Sorry for long post
This topic is very interesting to me.
Quite interesting story, thanks for sharing!
But I must confess that for the life of me I'm not able to understand where one Drake's song ends and another starts.
I believe the only reason this got viral is because of Drake's name on it, so many fans immediately jumped on the hype train - not for the quality of its music. Sorry for even saying that but... I really think so.
Thought I must admit the bass riff is solid. I'm sure AI will rock in this style of music - repetitive and simple, not much efforts invested, no serious/interesting theory concepts or anything behind it.
It's all about the person, all about the guy who made an icon out of himself. It's basically the cult of personality right here, for whatever reason it's started. AI will not take his jobs simply because it can generate very similar song. Not many will listen to it if you remove "Drake" from the title. Name what made this viral. Not the music. The song itself is... average, to put it mildly. Not peak Dre D, not even close, IMO.
in fact bizarre you mention KNOWER and Jacob Collier as I've been listening to both a ton lately (Collier's latest album on as I type this)
SAME
Like two weeks of Knower almost non-stop plus mixing in Collier since the release. Absolutely mind-blowing stuff!
History is full of people feeling so confident that they're job is so unique and important that they could never be replaced who were left behind by automation
Oh, that's absolutely not the point I'm trying to express here.
But yes, there is no doubt SOMEONE will need to sort everything AI generates to find actual jems here. Yes, you can basically limit it only to high-quality stuff - like ask AI to generate a song but use commercially available libraries, and you'll get incredibly played (by humans) result simply by mixing stuff according to some rules. But someone will need to listen to it and make something of the result. Like that Drake song that was also "curated" by the person who put it on Internet.
The rest will use it to create songs more quickly and more, let's say, accurately, professionally sounding. So the role of the professional will most likely increase - actually good musicians will find a way how to be better than the rest by using the tools in creative ways.
And amateurs might get their shot to glory - just as many had since recording at home became available to literally everyone.
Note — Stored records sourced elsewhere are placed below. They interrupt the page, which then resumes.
PR #114, opened 2017-11-02
Git backend - update for Gitlab / new Gitlab backend

assadOW2:
Since at OW2 we are using Gitlab, I did some little changes in the original code in order to handle gitlab urls as well as github. I thought it might be interesting to handle gitlab as well since almost everything is the same as Github.
I didn't update the API login, hence the #TODO tag
I didn't neither change variable or function names, they are still "github" based.

### DIFF
--- a/grimoire_elk/ocean/gitlab.py
+++ b/grimoire_elk/ocean/gitlab.py
@@ -23,9 +23,8 @@
 #   Alvaro del Castillo San Felix <acs@bitergia.com>
 #
 
-from dateutil import parser
-
 from .elastic import ElasticOcean
+
 
 class GitLabOcean(ElasticOcean):
     """GitLab Ocean feeder"""


acs:
Hi @assadOW2!

Do you plan to add the API login feature? Without it I suppose supporting GitLab is not useful at all becasue the rate limit will be reached and the query for getting the commit information, for getting the username of the commit in GitLab, will fail.

assadOW2:
Hi @acs !

By API login, I was thinking about _get_github_login_ function, which is used only when using sortinghat.
As it is in my fork, you can get the informations you're mentioning such as username, commit, etc ...
To be honest, I haven't tried sortinghat yet.

assadOW2:
I have committed new files in order to add a new backend, Gitlab. It is based on Github backend but when dealing with issues, lots of metadata are different. So I decided to add a new one in order to make things cleaner.

acs:
@assadOW2, great, I have seen that you are doing it at https://github.com/grimoirelab/perceval/pull/195. Good luck! It is the place to do all GitLab data collection.

valeriocos:
Support for GitLab has been recently included to ELK (https://github.com/chaoss/grimoirelab-elk/pull/409), so I would close this PR. 
@assadOW2 if you want to improve the raw and/or enrich connectors, feel free to submit another PR

jgbarah:
Is this also available in Mordred?

PR #115, opened 2017-11-06
[setup] Improve setup.py

### LINKED ISSUE #101: Dependencies on sortinghat and MySQLdb not declared
Noticed this when running the tests in a build environment. They should be in install_requires or extras_requires

jgbarah:
Add some parameters to setup.py, including extras_require (for sortinghat and arthur), and fix minor issue with generation of README.rst.

Closes #101.

### DIFF
--- a/README.md
+++ b/README.md
@@ -6,5 +6,16 @@ GrimoireELK is a prototype of the *Grimoire Open Development Analytics platform*
 
 The following packages are produced from this repository:
 
-* `grimoire-elk`: [![PyPI version](https://badge.fury.io/py/grimoire-elk.svg)](https://badge.fury.io/py/grimoire-elk) 
+* `grimoire-elk`: [![PyPI version](https://badge.fury.io/py/grimoire-elk.svg)](https://badge.fury.io/py/grimoire-elk)
+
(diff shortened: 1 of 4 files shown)


jgbarah:
@sebix said:

> Some files depend on MySQLdb, which is still not required:

MySQLdb should be pulled in by SortingHat. Does it not work that way for you? (in fact, MySQLdb is only needed by SortingHat...)

sebix:
No. MySQLdb is a depedency of this package and should be declared as such.

Additionally, sorthinghat is only an optional dependency.

jgbarah:
I cannot figure out why grimoire-elk should ever use MySQLdb, except for dealing with SortingHat. I will have a look to check what's happening... Thanks for the heads up, @sebix.

sebix:
> I cannot figure out why grimoire-elk should ever use MySQLdb,

In grimoire_elk/elk/database.py you are using it. Whenever you import that module, you'd get an ImportError if you do not have that library.

jgbarah:
OK, for now, I've added a new extra dependency on `PyMySQL`, since `MySQLDB` doesn't work with Python3 (AFAIK). In any case, my impression is that we're not using SQL from `GrimoireELK` anymore, and that functionality is now in `mordred`. I will check, and maybe submit a pr later removing that, if I'm right.

PR #506, opened 2018-11-12
[proposal] refactor elk

valeriocos:
The goal of this PR is to propose a refactor of ELK. The commits included in the PR promotes the use of the elasticsearch library instead of simple HTTP requests, thus delegating the responsability of retrieving data to this library.

This PR could be extended in different ways, for instance:
- reorganize the dependencies of ELK, for instance removing the dependencies to arthur and perceval and move the corresponding logic to mordred (which together with arthur take care of scheduling tasks)
- refactor the logic of the enrichers, which currently mix both business and visualization data. The latter data could be moved to another package (e.g., visualization) which prepares the data to be plotted in the dashboards.
- remove code not used anymore. ELK has been continuosly evolving, however some logic is no longer used and could be removed (e.g., utils folder)


sduenas:
I'm going to close it. Probably we'll have to go back to this PR in a while.

PR #507, opened 2018-11-12
[enrich-github] Fix attribute repository

valeriocos:
This code fixes the value of the attribute repository, which is now derived from the origin. This modification is needed for GitHub repos that changed their names and for which the corresponding attribute `html_url` was not updated.


alpgarcia:
LGTM, thanks!

PR #509, opened 2018-11-13
[elk] Refactor `refresh_identities`

valeriocos:
This code refactors the method `refresh_identities` to be able to work with the recent changes in the sortinghat api. In a nutshell, in order to reduce the memory footprint, the sortinghat api
returns a generator of identities (instead of lists), the `refresh_identities` method manipulates this list to prepare a filter used to update the data with the identities information updated.


sduenas (approved):
Reviewed and tested. It works fine.

PR #510, opened 2018-11-13
[elk] Handle aliases

valeriocos:
This PR enhances ELK to create ad-hoc aliases for raw and enriched indexes. The aliases accepted are simple ones (names), filtered aliases are currently not supported.


sduenas (approved):
Reviewed and tested.

PR #513, opened 2018-11-13
[gitlab-raw] Fix mappings to avoid immense term exception

valeriocos:
This code modifies the mappings of raw data to avoid ES insertion
exceptions.


sduenas (approved):
LGTM

PR #515, opened 2018-11-16
[enrich] Prevent find identities for none ids

valeriocos:
This code prevents to query SortingHat when the ids returned by the utils.uuid is none.


grimoire_elk/enriched/enrich.py
```diff
@@ -862,6 +862,10 @@ def __get_sh_ids_cache(self, identity_tuple, backend_name):
             # Find the uuid for a given id.
             id = utils.uuid(backend_name, email=iden['email'],
                             name=iden['name'], username=iden['username'])
+
+            if not id:
```
sduenas: I think this should at least write a warning message.

sduenas (changes requested):

valeriocos:
PR updated!

sduenas (approved):
LGTM

PR #517, opened 2018-11-16
[ELK] Remove credentials from log messages

valeriocos:
This PR allows to remove credentials (username and password) from the log messages which track the URLs that interact with the ElasticSearch server. Thus, it avoids possible security leaks when copy/paste traceback errors in no-safe environments (GitHub, GitLab).


sduenas (approved):
LGTM

PR #518, opened 2018-11-16
[enrich] Use grimoirelab-toolkit methods

valeriocos:
This code replaces the use of dateutil parser with the methods provided by the grimoirelab-toolkit. Thus, promoting homogeneity in the code and reducing the risk of failures.


sduenas (approved):
LGTM

PR #521, opened 2018-11-16
[studies] Improve log lines prefix (rebased)

alpgarcia:
Log lines now include more info about the specific study,
data source or index in order to ease finding them among
other log lines.


alpgarcia:
...and now we have here a W503. I guess having W503 and W504 together doesn't make too much sense here, does it?

sduenas (approved):
It works ok. Thanks!

PR #524, opened 2018-11-21
[elastic] Prevent add alias if already in use in ES

valeriocos:
This code avoids to automatically assign an alias to an index, in case the alias is already used by another index. Thus, operators can manually assign aliases to indexes after having performed quality checks.


sduenas (commented):
LGTM but it must be tested

valeriocos:
@sanacl do you want to test it?

PR #525, opened 2018-11-26
[enrich-gitlab] Fix GitLab enricher

valeriocos:
This PR updates the way the attribute `time_to_close_days` is calculated. In GitLab a merge request can end up in two states, merged and closed. The former concerns merge requests that were finally merged to the code base, while the latter represents rejected merge requests. Given the aforementioned workflow, the code has been changed accordingly. Furthermore, this PR fixes also the calculation of the attribute `merged`, which before was always set to true.

### DIFF
--- a/grimoire_elk/enriched/gitlab.py
+++ b/grimoire_elk/enriched/gitlab.py
@@ -264,10 +264,12 @@ class GitLabEnrich(Enrich):
         # The real data
         merge_request = item['data']
 
-        rich_mr['time_to_close_days'] = \
-            get_time_diff_days(merge_request['created_at'], merge_request['closed_at'])
+        time_to_close_days = get_time_diff_days(merge_request['created_at'], merge_request['closed_at'])
+        time_to_merge_days = get_time_diff_days(merge_request['created_at'], merge_request['merged_at'])
 
-        if merge_request['state'] != 'closed':
+        rich_mr['time_to_close_days'] = time_to_merge_days if time_to_merge_days else time_to_close_days
+
+        if merge_request['state'] not in ['merged', 'closed']:
             rich_mr['time_open_days'] = \
                 get_time_diff_days(merge_request['created_at'], datetime.utcnow())
         else:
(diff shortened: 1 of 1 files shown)


grimoire_elk/enriched/gitlab.py
```diff
@@ -264,10 +264,12 @@ def __get_rich_merge(self, item):
         # The real data
         merge_request = item['data']
 
-        rich_mr['time_to_close_days'] = \
-            get_time_diff_days(merge_request['created_at'], merge_request['closed_at'])
+        time_to_close_days = get_time_diff_days(merge_request['created_at'], merge_request['closed_at'])
```
sduenas: Could you add a comment here explaining what differences are between these two fields and why they are calculated this way? My point is you should explain here what you talked to GitLab folks. I don't want to lose that knowledge.

grimoire_elk/enriched/gitlab.py
```diff
@@ -319,7 +321,7 @@ def __get_rich_merge(self, item):
         rich_mr['created_at'] = merge_request['created_at']
         rich_mr['updated_at'] = merge_request['updated_at']
         rich_mr['url'] = merge_request['web_url']
-        rich_mr['merged'] = True if rich_mr['state'] else False
+        rich_mr['merged'] = True if rich_mr['state'] == 'merged' else False
```
sduenas: This should be done this way:

```suggestion
        rich_mr['merged'] = rich_mr['state'] == 'merged'
```

sduenas (changes requested):
Please address my comments.

grimoire_elk/enriched/gitlab.py
valeriocos: Well the information is in the commit message, however now it's also in the code

grimoire_elk/enriched/gitlab.py
valeriocos: I believe `True if rich_mr['state'] == 'merged' else False` was clearer, however now the code has been changed according to your comment

sduenas: This case is an anti-pattern (https://ucsb-cs24.github.io/topics/antipatterns/)

sduenas (approved):

PR #528, opened 2018-12-07
[enrich-gitlab] Add time fields info

valeriocos:
This PR adds time information to the enriched MRs of GitLab. In particular, the new fields are:
- merged_at: when a MR was merged (it is null if the MR was rejected)
- closed_at: when a MR was closed (it is null if the MR was accepted)
- solved_at: when a MR was solved (merged or closed).

GitLab merge request schema has been updated accordingly.


sduenas (approved):
LGTM

valeriocos:
Sure, it is possible. However the value of `solved_at` for GitHub PR should be equal to `closed_at`.
The workflow of a pull request in GitHub always end to a unique state (`closed`) either if it has been merged or rejected. Thus the value `closed_at` is always set, and you know if a PR has been accepted depending on the value of the boolean attribute `merged`. In GitLab, MRs can end to two states: `closed` (for rejected MRs) and `merged` (for merged MRs), where `closed_at` is set for the former and `merged_at` for the latter.

sduenas:
Understood. Not sure then whether we need it in GitHub PRs.

PR #732, opened 2019-11-15
[enriched-enrich] Set empty item_sh when sortinghat is not set

valeriocos:
This code returns an empty item_sh when sortinghat isn't set.
This change is needed to allow ELK working without Sortinghat.


jjmerchante:
I have tested it with mordred and works for me. Thank you!

PR #734, opened 2019-11-18
Improve logs

zhquan:
Change to 'format()' in the logs

### DIFF
--- a/grimoire_elk/raw/elastic.py
+++ b/grimoire_elk/raw/elastic.py
@@ -17,6 +17,7 @@
 #
 # Authors:
 #   Alvaro del Castillo San Felix <acs@bitergia.com>
+#   Quan Zhou <quan@bitergia.com>
 #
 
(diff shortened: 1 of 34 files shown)


grimoire_elk/raw/elastic.py
```diff
@@ -274,7 +282,9 @@ def _items_to_es(self, json_items):
         if len(json_items) == 0:
             return
 
-        logger.debug("Adding items to Ocean for %s (%i items)" % (self, len(json_items)))
+        logger.debug("[{}] Adding items to Ocean for {} ({} items)".format(
```
valeriocos: Could replace `ocean` with `raw`?

valeriocos (commented):
Overall it looks great, thanks @zhquan . I left a tiny comment to replace the term `ocean`.

valeriocos (approved):
LGTM

PR #737, opened 2019-11-19
[enriched-github2] New enricher to handle github comments

valeriocos:
This code proposes a new github enricher to handle github comments and emotions. The old enricher is left in place to avoid breaking changes with customer dashboards.

The new enricher is added to the list of connectors, it can be defined in the mordred setup.cfg as follows:
```
[github2]
api-token = ...
raw_index = github_chaoss_raw
enriched_index = github_chaoss_enriched
sleep-for-rate = true

[github2:prs]
api-token = ...
raw_index = github-prs_chaoss_raw
enriched_index = github-prs_chaoss_enriched
sleep-for-rate = true
category = pull_request
no-archive = true
```

Similar names must be present in the projects.json

Tests and schemas have been added accordingly.


alpgarcia (changes requested):
I've been reviewing Sigils panels and the new indexes seem to have at least the same info we had before (except painless fields that are created at index pattern level). 

I suggest the following changes:
* I'd modify the code to get fields `is_github_*` `is_github2_*` for future compatibility. Imho these fields should not depend on the enricher because if we use them in the dashboards we would need to modify them if the enricher name changes.
* `issue_id_in_repo` should probably in issues too. I'd say all `issue_*` fields should be always present to allow to filtering regardless item type. Same for Pull Requests equivalent fields.
* I wonder whether having `issue_closed_at` could be useful for some metric regarding comments. For instance number of comments of issues closed at a give date...
* I see no reactions information for issues/PRs, only for comments, but I can react to them.

valeriocos:
Comments addressed @alpgarcia , please check

alpgarcia (changes requested):
One last change. Reactions object should be flatten for consistency's sake. Now it is stored as follows:
```
"reactions": {
            "properties": {
              "+1": {
                "type": "long"
              },
              "-1": {
                "type": "long"
              },
              "confused": {
                "type": "long"
              },
              "eyes": {
                "type": "long"
              },
              "heart": {
                "type": "long"
              },
              "hooray": {
                "type": "long"
              },
              "laugh": {
                "type": "long"
              },
              "rocket": {
                "type": "long"
              },
              "total_count": {
                "type": "long"
              }
            }
},
```

alpgarcia (approved):

PR #738, opened 2019-11-25
[enriched-git] Handle missing local git repo

valeriocos:
This code allows to handle the Perceval RepositoryErrors triggered when the repository isn't found locally. The exception is caught and a warning message is logged.


zhquan (approved):
LGTM

PR #743, opened 2019-12-08
[elk] Replace ElasticConnect, ElasticWriter exceptions with ElasticError

valeriocos:
This code models the errors coming from the Elastic class by defining the exception `ElasticError`. This new error replaces the exceptions ElasticConnectException and ElasticWriteException.


zhquan (approved):
LGTM

PR #744, opened 2019-12-08
[utils] Add 429 error to status_force_list

valeriocos:
This code enables the retrying mechanism on 429 errors, when connecting to elasticsearch. This code is needed to prevent failures during the CI tests for OpenDistro


zhquan (approved):
LGTM

PR #749, opened 2019-12-23
[ELK] Support feelings GitHub2 data

valeriocos:
This PR addresses https://github.com/chaoss/grimoirelab/issues/258

This code includes the enrich_feelings study, which allows to add sentiment and emotion data to a target enriched index.

The study requires the URL of the NLP REST service, plus a list of attributes containing the text to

And you know what? Just one other thought. Again, a pure speculation, but what is not speculation here?
We all know how easy it is to understand "digital vs analog" when you see what you are playing, right? Pretty much everyone easily hears the difference between Fender Custom Shop and chinese replica when they see them. It's the "blind test" where suddenly many "golden ears" cannot understand if this is a genuine early Plexi in mint condition or say Fractal, and for the good reason.
Same - or I's say much worse - fate will fall upon AI. Right now it's everyone's favorite toy. Once people understand there is no real "I" behind this, they will not be able not to think it's all fake. Right now it's all fun and games, but people will still go look for a real person to follow.